# AIM OF THE TASK
Copy precisely the first line of the material below and every later line, stopping with the line that contains "Before we simply".

-- EXCERPTED DATA follows --

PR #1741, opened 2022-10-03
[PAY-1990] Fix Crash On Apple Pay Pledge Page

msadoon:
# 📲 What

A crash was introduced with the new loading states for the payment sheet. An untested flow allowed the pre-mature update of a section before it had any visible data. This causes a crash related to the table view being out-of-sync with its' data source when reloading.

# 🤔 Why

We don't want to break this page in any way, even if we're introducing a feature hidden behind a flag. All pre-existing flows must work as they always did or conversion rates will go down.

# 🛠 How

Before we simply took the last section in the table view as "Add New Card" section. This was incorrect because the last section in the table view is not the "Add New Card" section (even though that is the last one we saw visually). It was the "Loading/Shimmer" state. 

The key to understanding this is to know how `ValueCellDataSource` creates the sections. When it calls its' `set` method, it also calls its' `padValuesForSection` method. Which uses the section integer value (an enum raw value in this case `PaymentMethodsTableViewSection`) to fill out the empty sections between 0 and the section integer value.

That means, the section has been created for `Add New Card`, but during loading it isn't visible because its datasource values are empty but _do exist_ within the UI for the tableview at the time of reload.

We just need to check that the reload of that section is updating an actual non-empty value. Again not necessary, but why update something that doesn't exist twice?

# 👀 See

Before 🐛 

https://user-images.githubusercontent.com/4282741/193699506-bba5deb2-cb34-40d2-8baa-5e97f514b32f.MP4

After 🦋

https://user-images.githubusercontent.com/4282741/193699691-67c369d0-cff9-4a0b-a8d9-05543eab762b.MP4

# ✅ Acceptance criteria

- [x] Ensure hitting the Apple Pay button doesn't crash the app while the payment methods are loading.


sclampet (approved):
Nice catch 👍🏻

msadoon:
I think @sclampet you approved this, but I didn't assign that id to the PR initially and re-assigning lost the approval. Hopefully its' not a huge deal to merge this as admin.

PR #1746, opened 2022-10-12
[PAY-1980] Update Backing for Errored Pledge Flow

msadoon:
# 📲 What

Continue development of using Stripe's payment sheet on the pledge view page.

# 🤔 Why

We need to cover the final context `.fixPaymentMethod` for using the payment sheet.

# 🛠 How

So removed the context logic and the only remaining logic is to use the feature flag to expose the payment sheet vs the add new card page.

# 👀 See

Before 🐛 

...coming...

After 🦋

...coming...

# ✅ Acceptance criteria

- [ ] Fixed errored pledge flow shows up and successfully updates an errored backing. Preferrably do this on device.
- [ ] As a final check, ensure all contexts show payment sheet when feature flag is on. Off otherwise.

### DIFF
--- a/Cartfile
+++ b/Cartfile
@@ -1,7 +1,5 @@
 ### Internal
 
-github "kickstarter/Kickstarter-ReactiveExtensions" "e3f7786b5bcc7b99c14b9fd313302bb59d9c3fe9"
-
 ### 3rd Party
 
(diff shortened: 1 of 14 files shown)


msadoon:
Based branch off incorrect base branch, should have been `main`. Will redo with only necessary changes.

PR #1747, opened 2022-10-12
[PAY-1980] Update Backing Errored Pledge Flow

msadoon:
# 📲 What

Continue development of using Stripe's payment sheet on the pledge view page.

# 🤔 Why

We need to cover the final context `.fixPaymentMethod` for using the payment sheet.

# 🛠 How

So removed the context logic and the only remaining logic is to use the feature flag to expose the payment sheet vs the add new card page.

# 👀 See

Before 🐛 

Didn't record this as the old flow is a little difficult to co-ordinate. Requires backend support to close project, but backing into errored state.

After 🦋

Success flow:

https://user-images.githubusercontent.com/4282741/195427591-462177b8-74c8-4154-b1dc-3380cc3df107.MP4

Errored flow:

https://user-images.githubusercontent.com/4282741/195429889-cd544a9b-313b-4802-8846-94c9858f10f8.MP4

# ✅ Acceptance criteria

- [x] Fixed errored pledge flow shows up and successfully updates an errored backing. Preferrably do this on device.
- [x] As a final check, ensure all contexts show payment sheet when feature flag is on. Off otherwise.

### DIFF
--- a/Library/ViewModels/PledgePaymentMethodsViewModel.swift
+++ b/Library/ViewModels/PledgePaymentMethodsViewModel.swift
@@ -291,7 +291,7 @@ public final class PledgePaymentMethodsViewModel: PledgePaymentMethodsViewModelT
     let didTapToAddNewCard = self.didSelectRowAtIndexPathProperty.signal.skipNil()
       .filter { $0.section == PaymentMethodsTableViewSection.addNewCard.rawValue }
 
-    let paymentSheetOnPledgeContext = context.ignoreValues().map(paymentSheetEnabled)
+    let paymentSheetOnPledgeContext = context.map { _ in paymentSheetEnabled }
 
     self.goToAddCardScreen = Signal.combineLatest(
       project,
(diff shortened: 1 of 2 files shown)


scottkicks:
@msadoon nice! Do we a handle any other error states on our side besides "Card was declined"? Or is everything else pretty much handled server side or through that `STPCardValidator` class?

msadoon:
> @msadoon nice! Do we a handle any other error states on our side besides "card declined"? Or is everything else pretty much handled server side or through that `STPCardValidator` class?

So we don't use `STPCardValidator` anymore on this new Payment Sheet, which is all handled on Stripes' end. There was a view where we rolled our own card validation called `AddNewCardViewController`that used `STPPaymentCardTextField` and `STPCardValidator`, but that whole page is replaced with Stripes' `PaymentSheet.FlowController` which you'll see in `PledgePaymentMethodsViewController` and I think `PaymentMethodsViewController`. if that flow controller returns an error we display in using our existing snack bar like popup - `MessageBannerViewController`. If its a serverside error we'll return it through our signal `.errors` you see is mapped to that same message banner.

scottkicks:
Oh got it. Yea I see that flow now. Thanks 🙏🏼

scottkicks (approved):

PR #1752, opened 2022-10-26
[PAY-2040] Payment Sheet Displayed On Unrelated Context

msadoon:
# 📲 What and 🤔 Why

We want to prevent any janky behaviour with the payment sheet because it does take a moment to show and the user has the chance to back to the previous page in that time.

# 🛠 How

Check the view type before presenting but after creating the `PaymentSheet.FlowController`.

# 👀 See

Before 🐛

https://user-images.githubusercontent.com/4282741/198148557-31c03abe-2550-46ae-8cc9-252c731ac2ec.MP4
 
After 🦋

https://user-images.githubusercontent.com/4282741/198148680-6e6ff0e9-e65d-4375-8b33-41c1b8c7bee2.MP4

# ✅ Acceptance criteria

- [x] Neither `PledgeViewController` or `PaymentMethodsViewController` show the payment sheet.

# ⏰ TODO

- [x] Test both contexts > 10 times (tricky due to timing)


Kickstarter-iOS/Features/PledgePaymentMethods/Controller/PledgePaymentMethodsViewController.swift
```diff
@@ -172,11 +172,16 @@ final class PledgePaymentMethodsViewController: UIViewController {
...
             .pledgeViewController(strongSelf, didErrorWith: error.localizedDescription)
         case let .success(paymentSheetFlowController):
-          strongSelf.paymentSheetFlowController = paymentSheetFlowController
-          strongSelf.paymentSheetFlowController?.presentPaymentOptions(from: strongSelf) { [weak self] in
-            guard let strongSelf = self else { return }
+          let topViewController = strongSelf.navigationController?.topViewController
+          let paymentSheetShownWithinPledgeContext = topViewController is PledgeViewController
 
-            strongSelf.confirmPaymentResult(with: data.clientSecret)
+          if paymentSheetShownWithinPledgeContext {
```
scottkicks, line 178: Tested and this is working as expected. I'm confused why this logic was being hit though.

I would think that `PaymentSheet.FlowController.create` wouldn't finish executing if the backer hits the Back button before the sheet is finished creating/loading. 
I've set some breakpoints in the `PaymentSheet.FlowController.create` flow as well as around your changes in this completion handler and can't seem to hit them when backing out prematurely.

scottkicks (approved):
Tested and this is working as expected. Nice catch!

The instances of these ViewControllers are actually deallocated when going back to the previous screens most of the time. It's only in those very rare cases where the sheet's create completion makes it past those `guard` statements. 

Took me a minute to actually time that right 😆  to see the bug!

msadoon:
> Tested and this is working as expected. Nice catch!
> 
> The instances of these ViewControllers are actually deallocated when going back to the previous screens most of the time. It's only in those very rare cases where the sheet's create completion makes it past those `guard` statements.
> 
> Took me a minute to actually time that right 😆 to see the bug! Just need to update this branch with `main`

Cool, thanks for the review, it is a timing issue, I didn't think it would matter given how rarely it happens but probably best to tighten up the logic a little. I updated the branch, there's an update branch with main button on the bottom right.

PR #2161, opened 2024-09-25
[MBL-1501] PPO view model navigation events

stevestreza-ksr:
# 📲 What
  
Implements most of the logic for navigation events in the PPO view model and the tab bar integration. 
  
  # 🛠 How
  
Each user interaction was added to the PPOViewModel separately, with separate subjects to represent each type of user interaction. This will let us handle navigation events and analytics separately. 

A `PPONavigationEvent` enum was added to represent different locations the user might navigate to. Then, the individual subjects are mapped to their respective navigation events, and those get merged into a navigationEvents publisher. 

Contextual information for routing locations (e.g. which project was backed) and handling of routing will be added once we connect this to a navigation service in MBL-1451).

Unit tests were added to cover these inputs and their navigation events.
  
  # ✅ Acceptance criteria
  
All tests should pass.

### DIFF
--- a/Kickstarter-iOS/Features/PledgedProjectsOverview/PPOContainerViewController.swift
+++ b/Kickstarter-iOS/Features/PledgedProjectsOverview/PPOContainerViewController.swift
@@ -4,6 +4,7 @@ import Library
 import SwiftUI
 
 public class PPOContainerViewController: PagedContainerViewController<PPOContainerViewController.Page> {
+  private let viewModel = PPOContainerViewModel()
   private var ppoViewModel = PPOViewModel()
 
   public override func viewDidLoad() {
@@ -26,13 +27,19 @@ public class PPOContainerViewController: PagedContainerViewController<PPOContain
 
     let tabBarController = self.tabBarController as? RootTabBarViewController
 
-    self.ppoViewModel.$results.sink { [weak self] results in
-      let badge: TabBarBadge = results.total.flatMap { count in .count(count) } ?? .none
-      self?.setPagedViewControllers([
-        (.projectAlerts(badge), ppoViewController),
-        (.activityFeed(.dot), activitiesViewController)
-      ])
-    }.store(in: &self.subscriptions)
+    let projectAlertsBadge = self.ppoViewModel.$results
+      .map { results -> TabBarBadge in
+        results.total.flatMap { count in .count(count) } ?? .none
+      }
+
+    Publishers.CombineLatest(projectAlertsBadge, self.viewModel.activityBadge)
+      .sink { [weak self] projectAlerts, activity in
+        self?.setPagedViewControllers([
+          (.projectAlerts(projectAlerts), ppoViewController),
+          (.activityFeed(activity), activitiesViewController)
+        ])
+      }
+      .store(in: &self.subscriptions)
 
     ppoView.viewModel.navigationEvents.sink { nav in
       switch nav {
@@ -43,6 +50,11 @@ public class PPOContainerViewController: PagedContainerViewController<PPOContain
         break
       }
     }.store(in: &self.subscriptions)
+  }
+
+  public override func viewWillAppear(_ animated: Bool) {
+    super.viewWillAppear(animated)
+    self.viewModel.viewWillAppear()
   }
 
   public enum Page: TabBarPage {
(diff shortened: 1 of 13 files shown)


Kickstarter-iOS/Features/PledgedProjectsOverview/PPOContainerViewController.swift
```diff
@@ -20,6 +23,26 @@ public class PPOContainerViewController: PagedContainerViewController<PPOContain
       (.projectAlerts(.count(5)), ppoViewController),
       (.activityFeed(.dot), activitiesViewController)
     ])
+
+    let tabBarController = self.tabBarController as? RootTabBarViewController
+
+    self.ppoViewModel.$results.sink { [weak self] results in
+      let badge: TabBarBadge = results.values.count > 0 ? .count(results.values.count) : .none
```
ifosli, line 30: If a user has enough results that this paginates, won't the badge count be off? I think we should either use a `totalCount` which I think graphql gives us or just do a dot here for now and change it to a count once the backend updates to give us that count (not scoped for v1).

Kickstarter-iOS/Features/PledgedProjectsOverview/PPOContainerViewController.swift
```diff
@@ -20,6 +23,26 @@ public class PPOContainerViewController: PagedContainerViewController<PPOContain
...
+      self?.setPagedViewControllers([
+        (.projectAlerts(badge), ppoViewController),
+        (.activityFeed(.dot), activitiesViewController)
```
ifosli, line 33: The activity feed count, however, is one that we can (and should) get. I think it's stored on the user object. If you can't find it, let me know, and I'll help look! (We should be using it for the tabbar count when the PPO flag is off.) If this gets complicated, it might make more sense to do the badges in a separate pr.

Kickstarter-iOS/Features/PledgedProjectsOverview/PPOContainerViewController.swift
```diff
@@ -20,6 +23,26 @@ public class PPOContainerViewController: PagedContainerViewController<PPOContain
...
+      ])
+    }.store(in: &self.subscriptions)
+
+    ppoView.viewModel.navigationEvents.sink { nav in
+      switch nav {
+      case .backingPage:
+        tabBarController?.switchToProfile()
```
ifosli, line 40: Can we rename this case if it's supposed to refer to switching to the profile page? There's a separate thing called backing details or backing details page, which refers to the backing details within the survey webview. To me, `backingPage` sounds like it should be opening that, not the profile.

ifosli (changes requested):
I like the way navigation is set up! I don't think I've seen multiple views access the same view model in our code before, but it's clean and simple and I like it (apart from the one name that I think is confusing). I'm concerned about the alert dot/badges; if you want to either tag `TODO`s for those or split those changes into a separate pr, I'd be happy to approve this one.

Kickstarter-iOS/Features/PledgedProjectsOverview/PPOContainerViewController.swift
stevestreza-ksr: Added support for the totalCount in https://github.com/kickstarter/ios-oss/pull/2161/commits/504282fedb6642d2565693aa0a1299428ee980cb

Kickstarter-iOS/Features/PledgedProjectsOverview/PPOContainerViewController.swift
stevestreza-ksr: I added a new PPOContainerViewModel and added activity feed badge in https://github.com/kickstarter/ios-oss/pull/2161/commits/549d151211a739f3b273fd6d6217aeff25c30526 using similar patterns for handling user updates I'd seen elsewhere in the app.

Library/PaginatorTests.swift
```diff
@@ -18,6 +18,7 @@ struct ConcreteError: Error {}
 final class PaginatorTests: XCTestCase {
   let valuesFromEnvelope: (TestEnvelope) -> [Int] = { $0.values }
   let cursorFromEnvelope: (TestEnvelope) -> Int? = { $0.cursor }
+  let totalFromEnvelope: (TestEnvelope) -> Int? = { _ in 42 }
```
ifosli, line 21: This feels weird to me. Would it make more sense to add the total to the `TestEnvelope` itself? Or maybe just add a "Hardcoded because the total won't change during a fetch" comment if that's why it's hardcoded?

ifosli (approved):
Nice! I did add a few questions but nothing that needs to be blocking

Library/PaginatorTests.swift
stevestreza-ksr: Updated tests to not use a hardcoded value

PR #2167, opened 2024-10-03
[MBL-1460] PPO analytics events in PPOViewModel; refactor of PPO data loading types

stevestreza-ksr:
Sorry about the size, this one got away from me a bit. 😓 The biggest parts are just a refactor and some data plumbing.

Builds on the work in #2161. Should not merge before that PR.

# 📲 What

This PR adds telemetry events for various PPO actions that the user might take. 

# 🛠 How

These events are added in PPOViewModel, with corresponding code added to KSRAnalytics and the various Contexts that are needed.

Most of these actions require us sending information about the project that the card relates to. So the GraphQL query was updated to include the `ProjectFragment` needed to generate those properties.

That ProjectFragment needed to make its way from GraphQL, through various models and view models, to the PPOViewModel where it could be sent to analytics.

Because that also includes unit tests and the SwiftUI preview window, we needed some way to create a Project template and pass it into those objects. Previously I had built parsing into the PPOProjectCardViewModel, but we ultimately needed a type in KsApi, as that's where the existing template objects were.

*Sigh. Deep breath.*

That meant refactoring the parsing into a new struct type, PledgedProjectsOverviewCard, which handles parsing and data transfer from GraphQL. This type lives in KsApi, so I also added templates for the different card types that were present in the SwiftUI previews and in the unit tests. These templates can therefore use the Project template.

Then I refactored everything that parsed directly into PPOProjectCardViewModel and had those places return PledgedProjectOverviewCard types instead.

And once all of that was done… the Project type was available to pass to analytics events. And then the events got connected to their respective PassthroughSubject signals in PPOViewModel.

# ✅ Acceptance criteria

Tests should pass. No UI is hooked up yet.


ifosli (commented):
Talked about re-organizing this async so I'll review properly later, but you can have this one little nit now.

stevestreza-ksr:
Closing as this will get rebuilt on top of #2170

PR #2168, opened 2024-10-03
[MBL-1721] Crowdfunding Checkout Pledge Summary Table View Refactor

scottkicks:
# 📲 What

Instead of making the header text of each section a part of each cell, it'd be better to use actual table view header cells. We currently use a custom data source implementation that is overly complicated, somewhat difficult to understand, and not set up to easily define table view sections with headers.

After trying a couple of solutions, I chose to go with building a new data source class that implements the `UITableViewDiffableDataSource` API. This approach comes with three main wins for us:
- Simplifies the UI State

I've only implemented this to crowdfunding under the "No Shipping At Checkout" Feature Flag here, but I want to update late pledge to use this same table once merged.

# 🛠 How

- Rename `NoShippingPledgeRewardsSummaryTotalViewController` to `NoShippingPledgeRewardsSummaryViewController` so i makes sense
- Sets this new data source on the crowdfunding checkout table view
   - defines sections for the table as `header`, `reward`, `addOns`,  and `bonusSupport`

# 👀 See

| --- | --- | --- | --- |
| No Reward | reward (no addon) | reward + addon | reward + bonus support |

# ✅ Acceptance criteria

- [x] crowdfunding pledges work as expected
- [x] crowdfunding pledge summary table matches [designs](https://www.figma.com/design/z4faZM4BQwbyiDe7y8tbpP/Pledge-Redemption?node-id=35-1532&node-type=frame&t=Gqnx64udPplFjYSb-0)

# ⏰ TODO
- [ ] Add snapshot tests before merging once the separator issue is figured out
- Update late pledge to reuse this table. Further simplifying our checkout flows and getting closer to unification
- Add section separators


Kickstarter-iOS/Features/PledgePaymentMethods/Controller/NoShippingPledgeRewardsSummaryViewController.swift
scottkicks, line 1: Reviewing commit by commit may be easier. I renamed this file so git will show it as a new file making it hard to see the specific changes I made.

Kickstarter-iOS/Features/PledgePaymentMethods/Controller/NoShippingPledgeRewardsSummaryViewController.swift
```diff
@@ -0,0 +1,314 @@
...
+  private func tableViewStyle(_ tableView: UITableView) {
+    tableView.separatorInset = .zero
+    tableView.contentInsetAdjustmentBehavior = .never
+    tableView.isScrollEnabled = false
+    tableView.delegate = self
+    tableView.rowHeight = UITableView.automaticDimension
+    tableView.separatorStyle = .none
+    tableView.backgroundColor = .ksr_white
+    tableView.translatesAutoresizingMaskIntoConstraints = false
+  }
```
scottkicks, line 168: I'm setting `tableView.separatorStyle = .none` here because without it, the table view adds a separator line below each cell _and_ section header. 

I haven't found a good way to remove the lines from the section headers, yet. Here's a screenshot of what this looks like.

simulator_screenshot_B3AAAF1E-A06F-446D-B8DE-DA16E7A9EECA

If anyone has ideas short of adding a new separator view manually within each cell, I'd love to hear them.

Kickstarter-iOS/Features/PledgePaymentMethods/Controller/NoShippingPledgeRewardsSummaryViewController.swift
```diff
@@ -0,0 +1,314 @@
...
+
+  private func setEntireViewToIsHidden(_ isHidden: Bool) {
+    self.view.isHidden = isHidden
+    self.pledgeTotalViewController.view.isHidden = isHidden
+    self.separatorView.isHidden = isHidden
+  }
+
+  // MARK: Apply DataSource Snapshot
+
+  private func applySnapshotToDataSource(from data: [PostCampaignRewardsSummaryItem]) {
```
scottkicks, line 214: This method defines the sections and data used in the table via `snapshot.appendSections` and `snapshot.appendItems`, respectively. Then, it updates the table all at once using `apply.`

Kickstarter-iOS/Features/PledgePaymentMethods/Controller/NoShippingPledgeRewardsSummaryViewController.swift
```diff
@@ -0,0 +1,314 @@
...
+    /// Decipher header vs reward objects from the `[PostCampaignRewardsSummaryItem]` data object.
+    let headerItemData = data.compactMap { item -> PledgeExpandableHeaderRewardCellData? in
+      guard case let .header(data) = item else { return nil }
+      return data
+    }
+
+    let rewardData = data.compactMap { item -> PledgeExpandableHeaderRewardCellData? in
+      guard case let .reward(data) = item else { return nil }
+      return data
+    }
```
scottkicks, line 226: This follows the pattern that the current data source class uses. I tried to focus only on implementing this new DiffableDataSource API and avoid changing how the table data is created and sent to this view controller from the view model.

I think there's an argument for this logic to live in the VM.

-- EXCERPTED DATA concluded --

# RESULT OF THIS TASK
PR #1741, opened 2022-10-03
[PAY-1990] Fix Crash On Apple Pay Pledge Page

msadoon:
# 📲 What

A crash was introduced with the new loading states for the payment sheet. An untested flow allowed the pre-mature update of a section before it had any visible data. This causes a crash related to the table view being out-of-sync with its' data source when reloading.

# 🤔 Why

We don't want to break this page in any way, even if we're introducing a feature hidden behind a flag. All pre-existing flows must work as they always did or conversion rates will go down.

# 🛠 How

Before we simply took the last section in the table view as "Add New Card" section. This was incorrect because the last section in the table view is not the "Add New Card" section (even though that is the last one we saw visually). It was the "Loading/Shimmer" state. 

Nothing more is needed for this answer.